**PROBLEM TO SOLVE**
What you give back should be exactly the opening lines of the data, ending with the line that contains "encountered (not reversed)" and including it.

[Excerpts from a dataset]
------------

PR #119, opened 2024-10-11
V3: Integrate native html transformer

MonicaOlejniczak:
## Motivation

These changes introduce more features to the native html transformer. Since most of the functionality is in a working state, it has been integrated into the v3 plugin system, which will eliminate the overhead of calling into JavaScript by using Rust directly.

## Changes

* Fix discovered asset path pipelines to work with inline assets
* Add `new_inline` fn to asset and use it in the html transformer
* Add `htm` file type support
* Walk dom nodes in the correct order using `VecDeque` which ensures that scripts are outputted in the order they are encountered (not reversed)
* Update dependencies visitor to handle most inline attributes and inline scripts
* Fix `EsModule` assignment check in js transformer
* Noop `@atlaspack/transformer-posthtml` for now, as it's not required or used in products
* Use html transformer when `@atlaspack/transformer-html` is encountered
* Enable most html tests, with the exception of tests that include css and svgs
* Manually input html entries instead of using globs in html tests to increase test coverage as the functionality does not work in v3

## Checklist


crates/atlaspack_core/src/types/asset.rs
```diff
@@ -253,22 +254,63 @@ impl Asset {
...
+    let environment_id = env.id();
+    let mut hasher = crate::hash::IdentifierHasher::default();
+
+    environment_id.hash(&mut hasher);
+    code.bytes().hash(&mut hasher);
+    file_type.hash(&mut hasher);
+    unique_key.hash(&mut hasher);
+
+    // Ids must be 16 characters for scope hoisting to replace imports correctly in REPLACEMENT_RE
+    let asset_id = format!("{:016x}", hasher.finish());
```
mattcompiles, line 292: Is there a reason you're not using `create_asset_id`?

MonicaOlejniczak: I originally passed in significantly fewer options to `new_inline`, and can probably reuse it more easily now

alshdavid (approved):

crates/atlaspack_core/src/types/asset.rs
MonicaOlejniczak: Should be fixed now, let me know if the type changes are ok

PR #120, opened 2024-10-11
Fix bug in inline requires

yamadapc:
The rust inline requires visitor wasn't doing anything on output bundles because the `parcelRequire = ...` symbol isn't always an unresolved global.

### DIFF
--- a/packages/core/integration-tests/test/inline-requires.js
+++ b/packages/core/integration-tests/test/inline-requires.js
@@ -31,7 +31,7 @@ import {
             }
 
           other.js:
-            // this is here so that we don't scope hoist a.js
+            // this is here so that we don't scope hoist dependency/index.js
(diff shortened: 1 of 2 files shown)


packages/core/integration-tests/test/inline-requires.js
```diff
@@ -0,0 +1,117 @@
...
+    it('inlines require statements', async () => {
+      await fsFixture(overlayFS, __dirname)`
+        inline-requires
+          dependency/index.js:
+            export function exportedFunction() {
+              throw new Error("Shouldn't be called");
+            }
+
+          other.js:
+            // this is here so that we don't scope hoist a.js
```
Nikola-3, line 34: `a.js`?

JakeLane (approved):

PR #123, opened 2024-10-14
Log on empty files when building with an env flag

Nikola-3:
## Motivation

This is an action to let us debug faster if we have issues with symbol propagation/scope hoisting involving empty files again.

## Changes

* Added a flagged logging statement
* Unit tests both for new value being set and logging being omitted when flag not set
* Removed some redundant code
* Moved utility function where I thought more appropriate and change usages to import it from new location

## Checklist


yamadapc (approved):

packages/transformers/js/core/src/lib.rs
```diff
@@ -503,6 +507,23 @@ pub fn transform(
                 config.conditional_bundling,
               );
               module.visit_with(&mut collect);
+
+              if collect.is_empty_or_empty_export {
+                // The above should be false almost always and we already have the value
+                // so it's better to skip fetching the flag when unnecessary
+                let should_look_for_empty_files = std::env::var("ATLASPACK_SHOULD_LOOK_FOR_EMPTY_FILES");
+                if should_look_for_empty_files.is_ok() && should_look_for_empty_files.unwrap() == "true" {
```
yamadapc, line 515:
```suggestion
                if should_look_for_empty_files.ok() == Some("true") {
```

PR #125, opened 2024-10-14
Remove egregious cases of code duplication in SymbolProp

Nikola-3:
## Motivation

As discussed in the sync I will be doing a short series of obvious refactors to move us to a nicer `SymbolPropagation.js` version that will be slightly easier to maintain until we rewrite it in rust

## Changes

Simple refactor removing some obvious code duplication and simplifying a for loop.

### DIFF
--- a/packages/core/core/src/SymbolPropagation.js
+++ b/packages/core/core/src/SymbolPropagation.js
@@ -558,16 +558,8 @@ function propagateSymbolsDown(
     } else if (node.type === 'asset' && node.usedSymbolsDownDirty) {
       visit(
         node,
-        assetGraph.getIncomingDependencies(node.value).map((d) => {
-          let dep = assetGraph.getNodeByContentKey(d.id);
-          invariant(dep && dep.type === 'dependency');
-          return dep;
-        }),
-        outgoing.map((dep) => {
-          let depNode = nullthrows(assetGraph.getNode(dep));
-          invariant(depNode.type === 'dependency');
-          return depNode;
-        }),
+        incomingDependencyNodesToAsset(assetGraph, node.value),
+        dependencyNodesFromIds(assetGraph, outgoing),
       );
       node.usedSymbolsDownDirty = false;
     }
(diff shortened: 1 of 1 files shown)


packages/core/core/src/SymbolPropagation.js
```diff
@@ -558,16 +558,8 @@ function propagateSymbolsDown(
...
-          let dep = assetGraph.getNodeByContentKey(d.id);
-          invariant(dep && dep.type === 'dependency');
-          return dep;
-        }),
-        outgoing.map((dep) => {
-          let depNode = nullthrows(assetGraph.getNode(dep));
-          invariant(depNode.type === 'dependency');
-          return depNode;
-        }),
+        incomingDependencyNodesToAsset(assetGraph, node.value),
```
MonicaOlejniczak, line 561: This is to a dependency, so should probably be named more like `incomingDependencyNodes`

packages/core/core/src/SymbolPropagation.js
```diff
@@ -645,43 +637,24 @@ function propagateSymbolsUp(
 
     const nodeVisitor = (nodeId) => {
       let node = nullthrows(assetGraph.getNode(nodeId));
-      let outgoing = assetGraph.getNodeIdsConnectedFrom(nodeId);
 
-      for (let childId of outgoing) {
-        let child = nullthrows(assetGraph.getNode(childId));
-        if (node.type === 'asset') {
-          invariant(child.type === 'dependency');
+      if (node.type === 'asset') {
```
MonicaOlejniczak, line 641: 👍 for moving this up

packages/core/core/src/SymbolPropagation.js
Nikola-3: Nice find 😅, I think I would prefer to go with `incomingDependencyNodesFromAsset`. I find there is an issue with constant conflation of nodes and node ids and so it gets a bit confusing for me since intuitively, a node can be equated to it's id since it's always one step away, but when working with the code there is a lack of clarity what a variable represents. This is partly on flow not properly working with my IDE but even still, having the clarity be an explicit part of the code helps when reading the code in my opinion.
If I wasn't aiming to keep the diff super small, I would've renamed a ton of the variables in this file to add extra understanding of what they represent.

MonicaOlejniczak (approved):

PR #128, opened 2024-10-15
Skip toProjectRoot relative paths when already relative

MonicaOlejniczak:
## Motivation

These changes are similar to https://github.com/atlassian-labs/atlaspack/pull/81 but instead uses code that has been applied in Confluence for a while. Specifically when the cwd and project root are different, paths within symbols and loc would be processed twice resulting in invalid paths.

## Changes

Skip `toProjectPath` handling when the path is already relative from Atlaspack's point of view

## Checklist

### DIFF
--- a/packages/core/core/src/projectPath.js
+++ b/packages/core/core/src/projectPath.js
@@ -9,14 +9,22 @@ import {relativePath, normalizeSeparators} from '@atlaspack/utils';
 export opaque type ProjectPath = string;
 
 function toProjectPath_(projectRoot: FilePath, p: FilePath): ProjectPath {
+  // If the file path is not provided, then treat it as though it is already from the project root
   if (p == null) {
     return p;
   }
 
-  // If the file is outside the project root, store an absolute path rather
-  // than a relative one. This way if the project root is moved, the file
-  // references still work. Accessing files outside the project root is not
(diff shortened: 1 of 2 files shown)


yamadapc (approved):

packages/core/core/src/projectPath.js
```diff
@@ -9,14 +9,21 @@ import {relativePath, normalizeSeparators} from '@atlaspack/utils';
...
   if (p == null) {
     return p;
   }
 
-  // If the file is outside the project root, store an absolute path rather
-  // than a relative one. This way if the project root is moved, the file
-  // references still work. Accessing files outside the project root is not
-  // portable anyway.
+  // If the file path is already relative and it does not begin with . then treat the path as it is
+  // already from the project root. This prevents double relative paths from occurring within
```
yamadapc, line 18: What is a double relative path? Is it possible to unit-test what this is fixing?

yamadapc: Okay to merge this first ; to remove patches from usages.

MonicaOlejniczak: I'll reword it a tad, I tried testing it but it's a bit of a pain

PR #129, opened 2024-10-15
[V3] Add the native CSS transformer

mattcompiles:
## Motivation

This PR adds the initial implementation of the native CSS transformer. Its is mostly a direct port of the existing CSS transformer as they both use lightningcss as their parser. There are still some missing pieces which I'm going to immediately follow up on but I wanted to get this open as the PR was getting bigger and there's value in it's current state. 

I've also disable the `postcss` transformer in native as it blocks a lot of the tests. I think we should remove this completely, or at least massively reduce it's scope as it currently has it's own CSS modules implementation. 

The following is what's remaining:

- Inline style attribute support e.g. `<div style="display: block" />`
  - Probably not high value, a lot of tests use this feature which blocks enabling them 
- CSS modules is working in the transformer, but the asset_graph logic for them is currently broken. 
  - This is my priority to fix next as it's needed for AFM and should unlock a bunch more integration tests.
- Proper CSS module config support. Right now I've just implemented some defaults that should work for AFM, but it shouldn't be too hard to support the rest of the config options.

## Changes

- Added native CSS transformer

## Checklist


crates/atlaspack_plugin_transformer_css/src/css_transformer.rs
```diff
@@ -0,0 +1,439 @@
...
+    asset: Asset,
+  ) -> Result<TransformResult, Error> {
+    // TODO: Hardcoded AFM defaults for now, could support proper config here if
+    // need be
+    let is_style_tag = asset
+      .meta
+      .get("type")
+      .is_some_and(|meta_type| *meta_type == json!("tag"));
+    let is_css_module = asset.is_source && !is_style_tag && {
+      let file_path_string = asset
```
MonicaOlejniczak, line 47: /nit lossy conversion should be okay and more succinct for this check

```rust
asset
  .file_path
  .file_name()
  .is_some_and(|name| name.to_string_lossy().ends_with(".module.css"));
```

crates/atlaspack_plugin_transformer_css/src/css_transformer.rs
```diff
@@ -0,0 +1,436 @@
...
+    types::JSONObject,
+  };
+  use atlaspack_filesystem::in_memory_file_system::InMemoryFileSystem;
+
+  use super::*;
+
+  #[test]
+  fn supports_css_imports() {
+    let file_system = Arc::new(InMemoryFileSystem::default());
+    let mut plugin = AtlaspackCssTransformerPlugin::new(&PluginContext {
```
MonicaOlejniczak, line 354: I would make the boilerplate a function for both tests

crates/atlaspack_plugin_transformer_css/src/css_transformer.rs
```diff
@@ -0,0 +1,436 @@
...
+      },
+      ..asset.env.deref().clone()
+    });
+
+    let preserve_imports = asset
+      .meta
+      .get("hasDependencies")
+      .map_or_else(|| true, |value| value != false);
+
+    let css = stylesheet.to_css(PrinterOptions {
```
MonicaOlejniczak, line 97: Is the drafts option not available in lightning? I noticed it in JS, but not anywhere in this file

crates/atlaspack_plugin_transformer_css/src/css_transformer.rs
```diff
@@ -0,0 +1,436 @@
...
+          .collect()
+      })
+      .unwrap_or_default();
+
+    let mut css_code = Vec::new();
+    let mut discovered_assets = Vec::new();
+    let mut asset_symbols = Vec::new();
+
+    if let Some(exports) = css.exports {
+      let unique_key = format!("{}:module", asset.id);
```
MonicaOlejniczak, line 176: The original seems to also mutate the js asset unique key as this?

```
 asset.uniqueKey ??= asset.id;
```

MonicaOlejniczak (approved):

crates/atlaspack_plugin_transformer_css/src/css_transformer.rs
mattcompiles: Yeah I was unsure about this one as well. I'm honestly not sure why. To me it makes sense that only the discovered assets have this set. I decided to leave it out until I found a reason for it.

MonicaOlejniczak: All good, it's weird to me too

crates/atlaspack_plugin_transformer_css/src/css_transformer.rs
mattcompiles: I think the settings all exist but not under `drafts`.

PR #133, opened 2024-10-17
[V3] CSS improvements and fixes

mattcompiles:
## Motivation

This PR improves the CSS transformer and makes changes to the asset graph request to support CSS modules. Most CSS features are now supported except for the following: 
- [CSS module composes](https://github.com/css-modules/css-modules/blob/master/docs/composition.md) which can be added later if needed.
- Config options
  - exclude/include globs
  - [custom-naming-patterns](https://parceljs.org/languages/css/#custom-naming-patterns)
  - [custom-media-queries](https://parceljs.org/languages/css/#custom-media-queries)
  - [pseudo-class-replacement](https://parceljs.org/languages/css/#pseudo-class-replacement)

None of which are currently used in AFM. 

## Changes

- Support CSS transformer config loading
  - Global CSS modules
  - Dashed idents
- Consistent CSS module detection against v2
- Browserslist support for lightning transpilation
- Symbol/Dependency fixes for CSS modules
- Fixed attaching "direct" discovered assets
  - "direct" referring to the fact that they are not pointed to by any generated dependencies and therefore need to be attached to the root dependency directly
- Fixed an infinite loop in the asset graph request when self referencing dependencies are added
- Enable a bunch of tests in the css and css-module integration suites

## Checklist

### DIFF
--- a/crates/atlaspack_core/src/asset_graph.rs
+++ b/crates/atlaspack_core/src/asset_graph.rs
@@ -263,7 +263,10 @@ impl AssetGraph {
           .edges_directed(dep_node, Direction::Outgoing)
           .next()
         {
-          self.propagate_requested_symbols(resolved.target(), dep_node, on_undeferred);
+          // Avoid infintite loops for self references
+          if resolved.target() != asset_node {
+            self.propagate_requested_symbols(resolved.target(), dep_node, on_undeferred);
+          }
         } else {
           on_undeferred(dep_node, Arc::clone(&dependency));
         }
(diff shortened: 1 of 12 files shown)


crates/atlaspack_core/src/asset_graph.rs
```diff
@@ -263,7 +263,10 @@ impl AssetGraph {
           .edges_directed(dep_node, Direction::Outgoing)
           .next()
         {
-          self.propagate_requested_symbols(resolved.target(), dep_node, on_undeferred);
+          // Avoid infintite loops for self references
```
MonicaOlejniczak, line 266: Noting that this might fix the hmr tests for the html transformer, I didn't investigate the infinite loop any further at the time

MonicaOlejniczak (approved):

PR #134, opened 2024-10-18
Fix worker paths and add missing filename

MonicaOlejniczak:
## Motivation

When migrating to TypeScript, all of the worker paths break due to the change in extension. Additionally, the babel dependency in the eslint plugin changes slightly and requires a filename in the tests.

## Changes

* Resolve worker paths without an extension
* Use a public export name for the worker paths using the development condition
* Add filename to eslint parser

## Checklist


yamadapc (approved):
awesome

PR #139, opened 2024-10-21
[V3] Handle should optimize false correctly

mattcompiles:
## Motivation

Prior to this change `should_optimize` would be set to true when a prod build occurred but `--no-optimize` was passed.

## Checklist

### DIFF
--- a/crates/atlaspack/src/requests/target_request.rs
+++ b/crates/atlaspack/src/requests/target_request.rs
@@ -384,7 +384,10 @@ impl TargetRequest {
             .default_target_options
             .output_format
             .unwrap_or_else(|| fallback_output_format(context)),
-          should_optimize: self.default_target_options.should_optimize,
+          should_optimize: self
+            .default_target_options
+            .should_optimize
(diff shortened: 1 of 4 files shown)


crates/atlaspack/src/requests/target_request.rs
```diff
@@ -486,6 +489,7 @@ impl TargetRequest {
     let is_library = target_descriptor
       .is_library
       .unwrap_or_else(|| self.default_target_options.is_library.unwrap_or(false));
+    println!("isLibrary {}", is_library);
```
yamadapc, line 492: trace if'll keep it

crates/atlaspack/src/requests/target_request.rs
```diff
@@ -654,6 +654,7 @@ mod tests {
   use atlaspack_filesystem::in_memory_file_system::InMemoryFileSystem;
 
   use crate::test_utils::{request_tracker, RequestTrackerTestOptions};
+  use pretty_assertions::assert_eq;
```
yamadapc, line 657: 🆒

yamadapc (approved):

PR #141, opened 2024-10-22
[V3] Small refactor napi plugins

alshdavid:
Contributing small cleanups that were part of my config loader branch, excluding the config loader stuff

**Changelog**
- Updated generics on `find_ancestor` helpers
- Added lazily initialized `InitializedState` to napi plugins
  - For `RpcNodejsResolverPlugin`
  - For  `NodejsRpcTransformerPlugin`
- Renamed flow types in binding layer from `ClassicFoo` to use `IFoo` naming convention


crates/atlaspack_filesystem/src/search.rs
```diff
@@ -41,24 +45,37 @@ pub fn find_ancestor<'a, P: AsRef<Path>>(
   None
 }
```
alshdavid, line 46: Added this because it allows `from` and `root` to be different types

crates/atlaspack_plugin_rpc/src/nodejs/plugins/nodejs_rpc_resolver.rs
```diff
@@ -38,54 +42,60 @@ impl Debug for RpcNodejsResolverPlugin {
...
+    nodejs_workers: Arc<NodeJsWorkerCollection>,
     ctx: &PluginContext,
-    plugin: &PluginNode,
+    plugin_node: &PluginNode,
   ) -> Result<Self, anyhow::Error> {
-    let plugin_options = RpcPluginOptions {
-      hmr_options: None,
-      project_root: ctx.options.project_root.clone(),
-      mode: ctx.options.mode.clone(),
-    };
```
alshdavid, line 49: Moved this into the one-time plugin init under `self.get_or_init_state()`

packages/core/core/src/atlaspack-v3/fs.js
```diff
@@ -4,15 +4,15 @@ import type {FileSystem, JsCallable} from '@atlaspack/rust';
 import type {
   Encoding,
   FilePath,
-  FileSystem as ClassicFileSystem,
-} from '@atlaspack/types-internal';
+  FileSystem as IFileSystem,
```
MonicaOlejniczak, line 7: What was wrong with classic file system?

alshdavid: Just trying to be consistent in the naming the JS interfaces, can revert this if it's contentious

MonicaOlejniczak (approved):

PR #438, opened 2020-01-29
Make Creating Factory Presets Easier

dmsplugins:
Fixed an issue where cancelling out of a "DumpPresets" operation caused the plugin and host (Reaper) to crash. This issue existed in all "DumpPresets" functions except DumpBankBlob().
Fixed DumpAllPresetsBlob() so that it no longer outputs the extra chunksize argument to MakePresetFromBlob(). Speaking of which..... DumpAllPresetsBlob() and DumpBankBlob() save the same text to a file. Is there a reason for both to exist?
 I also modified the "DumpPreset" functions that write one call to a "MakePreset" function to append a new call to an overwritten text file each time the the "DumpPreset" function is called and added an option to add an incrementer between "MakePreset" calls to facilitate the preset creation process. There are some additional functions added for the same purpose. Please see the documentation in IPlugPluginBase.h for more detail.
 I also have some controls that I would like to send in another pull request, but some of them depend on whether this pull request is accepted and whether or not you decide to keep both DumpAllPresetsBlob() and DumpBankBlob().


olilarkin:
Here is roughly what I will merge of this, but I will make a new IPlug chunks example based on your additions

https://github.com/iPlug2/iPlug2/tree/presetwork_merge

There are a couple of preset manager controls i am working on here, and i will have a look at your about control too

https://github.com/iPlug2/iPlug2/blob/master/IGraphics/Controls/IVPresetManagerControl.h

olilarkin:
as discussed on slack, taking a bit of this

PR #440, opened 2020-01-29
added Set opacity and get with opacity

hor-net:
This PR add two handy methods to set the alpha channel and get a new IColor with modified alpha channel.
this saves some time in coding instead of creating a new IColor, assigning the old one then modifying the alpha value.
I took the idea from the GetContrasted methods.


olilarkin:
https://github.com/iPlug2/iPlug2/commit/697f9010ae0de0d3387f2d6f91f2a876c559a8aa

Issue #441, opened 2020-01-30
Add GetHSL method for IColor


hor-net:
The IColor struct already provides a GetFromHSLA method to create a color from Hue, Saturation and Luminance, but if you want to create a new IColor based on and existing IColor HSL properties you cannot do it.

I think adding a method to get current IColor HSL can be useful in this regard.

olilarkin:
7a6222b8293e187516ec792e8a8df4ffdfe268b8

PR #442, opened 2020-01-30
added GetHSL method to IColor

hor-net:
This PR adds a GetHSL method to IColor so that the HSL components are returned, it addresses issue #441


olilarkin:
merged, with changes in 7a6222b8293e187516ec792e8a8df4ffdfe268b8

PR #444, opened 2020-01-30
removed round from GetDisplayForHost to make it behave like IParam::Int that does just a type cast

### LINKED ISSUE #443: IParam::GetDisplayForHost and IParam::Int return two different values for integer parameters
**Describe the bug**
IParam::GetDisplayForHost has a call to round for integer parameters, while IParam::Int does not so a value like 1.8 is returned as 1 and displayed as 2

**To Reproduce**
Create an int parameter, assign it to a draggable control that also display its value, you can easily see the issue

**Expected behaviour**
I expect both IParam::Int and IParam::GetDisplayForHost to return the same values when used with integer parameters

**IMPORTANT DETAILS**
* What plug-in format does it relate to - VST2, VST3, AUv2, AUv3, AAX, APP or ALL? ALL
* What platform does it relate to - Windows/macOS/iOS/Linux or ALL? ALL
* What IGRAPHICS_BACKEND does it relate to, IGRAPHICS_NANOVG, IGRAPHICS_SKIA or ALL? ALL

**Additional context**

hor-net:
Removed a round in IParam::GetDisplayForHost when displaying integer parameters to bring the behaviour in line with IParam::Int that does just a cast to integer

This fixes #443

### DIFF
--- a/IPlug/IPlugParameter.cpp
+++ b/IPlug/IPlugParameter.cpp
@@ -285,7 +285,7 @@ void IParam::GetDisplayForHost(double value, bool normalized, WDL_String& str, b
 
   if (mDisplayPrecision == 0)
   {
-    str.SetFormatted(MAX_PARAM_DISPLAY_LEN, "%d", static_cast<int>(round(displayValue)));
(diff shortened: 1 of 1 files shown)


AlexHarker:
Closing after discussion on #443

PR #448, opened 2020-02-03
VST2: add missing DAW latency reporting, fixes issue 447

TBProAudio:
Description:
If plugin creates internal latency (e.g. convo engine) it needs to report this to VST2 host, otherwise tracks with the plugin get out of sync.
Currently iPlug2/VST2 does not report any latency changes to DAW via mHostCallback.

To Reproduce:
add SetLatency to e.g. ProcessBlock, DAW does not recognize new latency, no PDC

Expected behaviour:
VST2 plugin should report latency to VST2 host in order to enable proper PDC

### DIFF
--- a/IPlug/VST2/IPlugVST2.cpp
+++ b/IPlug/VST2/IPlugVST2.cpp
@@ -222,6 +222,7 @@ void IPlugVST2::SetLatency(int samples)
 {
   mAEffect.initialDelay = samples;
   IPlugProcessor::SetLatency(samples);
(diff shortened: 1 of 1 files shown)


olilarkin:
Which DAW had problems with this? Reaper seems not to need it

TBProAudio:
Right, Reaper does it without. Sorry, cant remember which DAW, need to check.
In any case, this is a very old patch (even IPLUG1 missed this). And you can find mHostCallback(&mAEffect, audioMasterIOChanged, 0, 0, 0, 0.0f) in Juce as well...

olilarkin:
OK... going to merge fingers crossed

------------

**RESPONSE TO THIS TASK**
PR #119, opened 2024-10-11
V3: Integrate native html transformer

MonicaOlejniczak:
## Motivation

These changes introduce more features to the native html transformer. Since most of the functionality is in a working state, it has been integrated into the v3 plugin system, which will eliminate the overhead of calling into JavaScript by using Rust directly.

## Changes

* Fix discovered asset path pipelines to work with inline assets
* Add `new_inline` fn to asset and use it in the html transformer
* Add `htm` file type support
* Walk dom nodes in the correct order using `VecDeque` which ensures that scripts are outputted in the order they are encountered (not reversed)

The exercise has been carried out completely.